▶ [Problem to solve] Your output must match the records below character for character.

Items from a data source
□ □ □ □
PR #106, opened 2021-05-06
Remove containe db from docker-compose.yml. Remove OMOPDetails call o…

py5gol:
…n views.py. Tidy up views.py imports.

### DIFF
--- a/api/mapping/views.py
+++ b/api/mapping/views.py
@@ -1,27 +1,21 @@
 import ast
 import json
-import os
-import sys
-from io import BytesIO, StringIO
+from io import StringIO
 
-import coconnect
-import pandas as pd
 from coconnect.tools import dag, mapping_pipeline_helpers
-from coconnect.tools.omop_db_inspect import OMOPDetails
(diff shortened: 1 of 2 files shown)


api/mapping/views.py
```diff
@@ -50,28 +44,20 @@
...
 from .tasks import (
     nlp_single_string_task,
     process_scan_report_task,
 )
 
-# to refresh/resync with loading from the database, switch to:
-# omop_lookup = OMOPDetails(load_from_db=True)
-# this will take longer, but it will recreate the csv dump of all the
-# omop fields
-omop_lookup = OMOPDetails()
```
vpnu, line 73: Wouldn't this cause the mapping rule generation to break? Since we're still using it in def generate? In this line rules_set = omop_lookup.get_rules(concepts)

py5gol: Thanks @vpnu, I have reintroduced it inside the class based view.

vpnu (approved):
□ □ □ □
▶ [Answer area]
PR #106, opened 2021-05-06
Remove containe db from docker-compose.yml. Remove OMOPDetails call o…

py5gol:
…n views.py. Tidy up views.py imports.

### DIFF
--- a/api/mapping/views.py
+++ b/api/mapping/views.py
@@ -1,27 +1,21 @@
 import ast
 import json
-import os
-import sys
-from io import BytesIO, StringIO
+from io import StringIO
 
-import coconnect
-import pandas as pd
 from coconnect.tools import dag, mapping_pipeline_helpers
-from coconnect.tools.omop_db_inspect import OMOPDetails
(diff shortened: 1 of 2 files shown)


api/mapping/views.py
```diff
@@ -50,28 +44,20 @@
...
 from .tasks import (
     nlp_single_string_task,
     process_scan_report_task,
 )
 
-# to refresh/resync with loading from the database, switch to:
-# omop_lookup = OMOPDetails(load_from_db=True)
-# this will take longer, but it will recreate the csv dump of all the
-# omop fields
-omop_lookup = OMOPDetails()
```
vpnu, line 73: Wouldn't this cause the mapping rule generation to break? Since we're still using it in def generate? In this line rules_set = omop_lookup.get_rules(concepts)

py5gol: Thanks @vpnu, I have reintroduced it inside the class based view.

vpnu (approved):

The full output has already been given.